Thunderbolt And Lightfoot (1974)

Director: Michael Cimino

Starring: Clint Eastwood, Jeff Bridges, George Kennedy, Geoffrey Lewis, Catherine Bach, Gary Busey

Written by: Michael Cimino

Running Time: 115 mins

Original UK Cert: X

Original US Release: 23rd May 1974

Thunderbolt And Lightfoot could be looked upon as being the archetypal 70’s movie: a crime caper with less than heroic characters, filmed in the mountains of small town Montana and with a typical downbeat ending. It also could be regarded as the screen’s first bromance as there is an underlying love story being played out.

John Doherty, nicknamed The Thunderbolt, is in hiding as a priest, when a former member of his gang appears in the middle of a sermon and tries to kill him. Luckily he runs into Lightfoot, a young hotshot and they immediately strike up a friendship. Thunderbolt tells his new friend about a robbery he had been involved with seven years earlier and that the money was hidden in a one-room school. Other fellow members of the gang, Red Leary and the nervous Eddie Goody, are also gunning for Thunderbolt.

An idea is created. What if they take the same bank, in the same way, by using an anti-tank gun to break through the vault walls. Will it work and is there, however, honour among thieves?

This is the directorial debut from Michael Cimino, who went on to make the classic The Deer Hunter. Having co-wrote Magnum Force, star Clint Eastwood was so impressed with his work that he offered Cimino the chance to helm his own script. The director has openly claimed that if it wasn’t for Eastwood, he wouldn’t have made it as a director.

For a first feature, it’s a very assured piece of work. You can see the themes of friendship that runs through this with his later Oscar winner. There’s also the effects of war on those who have fought in them. The Deer Hunter concentrated on the Vietnam War while here, the main character is a hero during the Korean War. The only difference is that in the Robert De Niro starrer, it’s the traumatic effects, while here it’s not having the finance and so having to turn to a life of crime.

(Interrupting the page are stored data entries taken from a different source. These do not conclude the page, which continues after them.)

PR #619, opened 2016-11-11
Add pglistend in the database section

kabirbaidhya:
A lightweight Postgres LISTEN Daemon built on top of [node](https://nodejs.org/en/), [node-postgres](https://github.com/brianc/node-postgres) and [systemd](https://wiki.debian.org/systemd).

It's a very simple yet generic daemon application that could be used in any project that makes use of Postgres' `LISTEN`/`NOTIFY` feature.

It runs as a background process that does `LISTEN` on the configured channels on a database and allows to perform custom actions on receiving [`NOTIFY`](https://www.postgresql.org/docs/9.1/static/sql-notify.html) signals on those channels.

Find more information here in the [README](https://github.com/kabirbaidhya/pglistend).

### DIFF
--- a/readme.md
+++ b/readme.md
@@ -590,6 +590,7 @@
 - Other
 	- [NeDB](https://github.com/louischatriot/nedb) - Embedded persistent database written in JavaScript.
 	- [Lowdb](https://github.com/typicode/lowdb) - Small JavaScript database powered by Lodash.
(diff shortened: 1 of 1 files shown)


sindresorhus:
Nice work! Bonus points for creating a good tutorial. It's unfortunately too specific to be on this list. We can't include everything related to databases, just the most common things, which are usually adapters and ORMs. The rest is searchable on npm.

I would encourage you to submit it to https://github.com/dhamaniasad/awesome-postgres :)

kabirbaidhya:
Makes sense. Thanks anyway :)

PR #620, opened 2016-11-15
Add git-guppy commandline app

therealklanni:
[git-guppy](https://github.com/therealklanni/git-guppy) is a tool that works in conjunction with your gulp setup to automatically configure git hooks that trigger gulp tasks. 

> Simple git-hook integration for your gulp workflows.

It's a mature/stable project that's being used by a lot of projects in production-ready situations.

It's not quite a commandline util, not quite a build tool, and it has standalone terminal commands (optional install). So not easy to categorize, but it seems that commandline app is the closest fit.


sindresorhus:
Looks useful, but I prefer adding only plain Node.js modules here, not tied to a specific ecosystem like Gulp.

I would suggest writing a recipe on how to use it for https://github.com/gulpjs/gulp/tree/master/docs/recipes It would give it a lot of eyeballs. I'm talking from experience with doing that.

therealklanni:
@sindresorhus thanks for the tip!

PR #626, opened 2016-11-29
Add Saker

eshengsky:
Add Saker template, thanks!


sindresorhus:

PR #158, opened 2020-11-02
Remove redundant Error and Problem terms from Errors

flxo:


north/src/runtime/error.rs
```diff
@@ -116,8 +116,8 @@ pub enum KeyError {
 }
 
 #[derive(Error, Debug)]
-pub enum InstallFailure {
-    #[error("File seems to be corrupted")]
+pub enum Installation {
```
marcmo, line 119: I generally agree that elements in an enum that's called XYZError do not need the Error, but a top level enum? I don't think that `Installation` or `Key` is the right term to describe an `InstallationError` or `KeyProblem`

flxo: I think the additional `Error` can be omitted because they all are in the mod `error`. This pattern is also followed in the stdlib. e.g here: https://doc.rust-lang.org/std/io/enum.ErrorKind.html

I would also strongly suggest to stick to one term: Error or Problem.

marcmo: In ErrorKind the error types are self-descriptive, that's fine.
image
Calling an enum `Key` does not reflect in any way that it actually is an error...even if it currently resides in the `error` module and actually is misleading.

marcmo:
build is still not green

flxo:
I moved the error definitions to the submodules and refactored some things. Still a draft.

north/src/runtime/process/minijail.rs
```diff
@@ -0,0 +1,416 @@
...
+use log::{debug, warn};
+use nix::{
+    sys::signal,
+    unistd::{self, chown},
+};
+use std::{fmt, os::unix::io::AsRawFd, time};
+use stop_token::StopSource;
+
+// We need a Send + Sync version of Minijail
+struct Minijail(::minijail::Minijail);
```
marcmo, line 32: Much nicer to have this in separate modules!

PR #159, opened 2020-11-03
Rework Sextant verity logic

### LINKED ISSUE #55: Ruby npk tooling is broken for fs images < 4k (block size)
The current ruby hack for creating the verity trees doesn't work for fs images sizes < block size (4k default).
To reproduce take a resource container and remove `root*` - make it empty. The fsimage only contains pseudo files and has exactly 4k block size.

@inorick You have to takle this anyway in your port - so I assigned it to you.

inorick:
This change simplifies and documents the dm-verity logic and moves it into its own crate.
Fixes #55.

### DIFF
--- a/north/src/runtime/console.rs
+++ b/north/src/runtime/console.rs
@@ -195,11 +195,11 @@ impl Console {
     }
 
     /// Send a notification to the notification broadcast
-    pub async fn notification(&self, notification: api::Notification) -> Result<(), Error> {
-        self.notification_tx
-            .send(notification)
-            .map_err(|_| Error::Internal("Notification channel tx"))
-            .map(drop)
+    pub async fn notification(&self, notification: api::Notification) {
+        debug!("sending notification: {:?}", notification);
+        if self.notification_tx.send(notification).is_err() {
+            debug!("No subscribers received the notification");
+        }
     }
 
     async fn connection(
--- a/north/src/runtime/mod.rs
+++ b/north/src/runtime/mod.rs
@@ -154,7 +154,7 @@ pub async fn run(config: &Config) -> Result<(), Error> {
             // The runtime os commanded to shut down and exit.
             Event::Shutdown => break,
             // Forward notifications to console
-            Event::Notification(notification) => console.notification(notification).await?,
+            Event::Notification(notification) => console.notification(notification).await,
             // Handle unrecoverable errors by logging it and do a gracefull shutdown.
             Event::Error(ref error) => {
                 error!("Fatal error: {}", error);


sextant/src/npk.rs
```diff
@@ -286,72 +286,86 @@ fn gen_pseudo_files(manifest: &Manifest) -> Result<Vec<(&str, u32)>> {
...
-            }
-            level_output_list.push(sha256.finalize().into());
+            rem_size -= BLOCK_SIZE as u64;
+            level_hashes.push(sha256.finalize().into());
+        }
+
+        // "7. Repeat steps 2-6 using the previous level as the source for the next until you have only a single hash."
+        if level_hashes.len() == 1 {
+            break;
         }
```
marcmo: Why is step 7 before step 4?

sextant/src/npk.rs
```diff
@@ -286,72 +286,86 @@ fn gen_pseudo_files(manifest: &Manifest) -> Result<Vec<(&str, u32)>> {
...
+    if image_size % BLOCK_SIZE as u64 != 0 {
+        return Err(anyhow!(
+            "Failed to generate verity has tree. The image size {} is not a multiple of the block size {}",
+            image_size,
+            BLOCK_SIZE
+        ));
+    }
+
+    loop {
+        level_hashes.clear();
```
marcmo: The loop logic is not clear to me...I mean the exit condition. Breaking from a loop is always harder to read IMHO

sextant/src/npk.rs
```diff
@@ -512,30 +523,30 @@ fn write_verity_header(
...
+    fsimg.write_all(&4096_u32.to_ne_bytes())?; // data block in bytes
+    fsimg.write_all(&4096_u32.to_ne_bytes())?; // hash block in bytes
+    fsimg.write_all(&data_blocks.to_ne_bytes())?; // number of data blocks
+    fsimg.write_all(&32_u16.to_ne_bytes())?; // salt size (SHA256 output length)
+    fsimg.write_all(&[0_u8; 6])?; // padding
     fsimg.write_all(&salt.to_vec())?;
-    fsimg.write_all(&vec![0_u8; 256 - salt.len()])?;
-    fsimg.write_all(&[0_u8; 3752])?;
+    fsimg.write_all(&vec![0_u8; 256 - salt.len()])?; // padding
+    const BYTES_WRITTEN: usize = 8 + 4 + 4 + 16 + 6 + 26 + 4 + 4 + 8 + 2 + 6 + 256;
```
marcmo: maybe we can use `write_vectored` here? (https://doc.rust-lang.org/std/io/trait.Write.html#method.write_vectored)
image
this could give us the bytes written directly

marcmo:
Good idea to split it up!

sextant/src/npk.rs
inorick: This comes straigt from the algorithm description [1] in which steps 2-6 describe a loop and step 7 describes the condition to break out of it. I'll remove the leading '7.' to avoid the confusion.

[1] https://source.android.com/security/verifiedboot/dm-verity#hash-tree

sextant/src/npk.rs
inorick: This attempts to stay close to the original algorithm description (see above). I'll see if this can be simplified.

sextant/src/npk.rs
inorick: I ended up using a vector as a superblock buffer and extending it by each field individually. That way, we have access to the number of bytes to be written. Using IoSlice did not work as we are writing a lot of temporaries.

PR #163, opened 2020-11-04
Refactor keys.rs

alfonsoros88:


north/src/runtime/keys.rs
```diff
@@ -36,40 +32,40 @@ pub enum Error {
...
+    fn context(self, context: String) -> Result<T, Error> {
+        self.map_err(|error| Error::Io { context, error })
+    }
+}
+
+impl<T> MapError<T> for Result<T, ed25519_dalek::SignatureError> {
+    fn context(self, context: String) -> Result<T, Error> {
+        self.map_err(|_| Error::Signature(context))
+    }
+}
```
flxo, line 71: Not sure if we should declare such a general util thing in here. Why not declaring a error variant that uses `#from(io::Error)` and a "context" string e.g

Cimino has created an interesting crime caper and while it’s very traditional in its execution, it’s more a character study and in particular the growing relationship between the older and wiser Thunderbolt and energetic, enthusiastic Lightfoot. These two men form a bond almost immediately and it develops nicely, even to the point that many have written there could be a love story underneath the criminal activity. Is Lightfoot, in fact, homosexual? He may have picked up Melody but we never see him actually with the girl. We see him staring at a naked woman but very little reaction. He even enjoys dressing as a woman to seduce the telegraph worker, telling himself he’s beautiful.

What makes this relationship work is that it is very ambiguous. It’s all done so subtly that you might even miss the nuances and the looks. There is a certain amount of care going on. When Red tells Thunderbolt that he will kill the kid, Thunderbolt instantly sends the threat back.

The performances are universally good. Eastwood, as Thunderbolt, has never looked so relaxed. Playing completely against type (again as he often did during the height of his career) as an anti-hero, a medal winning veteran who has turned to crime, really seems to be enjoying himself. It was said that Cimino had told co-star Jeff Bridges to make Eastwood laugh on and off the set, which he did and it shows on-screen. It’s nice to see Eastwood not as intense.

George Kennedy is also on fine form as the violent, angry Red, with a brutal manner but obviously lacking in any female companion, as he almost drools when listening to Lightfoot’s story of the naked woman. Eastwood regular, Geoffrey Lewis is fun as the put-upon Goody, bringing some light relief.

It’s Bridges who manages to steal the film from everyone. As Lightfoot, he brings plenty of energy and even when he comes across as annoying, it doesn’t last long. He has so much charm that you cannot help but like him. After some more serious roles before hand, this opened the door for Bridges to show he is more than capable to play lighter roles. He also won his second Oscar nomination for best supporting actor.

Thunderbolt And Lightfoot has stood the test of time. It is beautifully shot and well acted and the kind of film that Hollywood refuses to make anymore. So cherish this and see how films really should be made.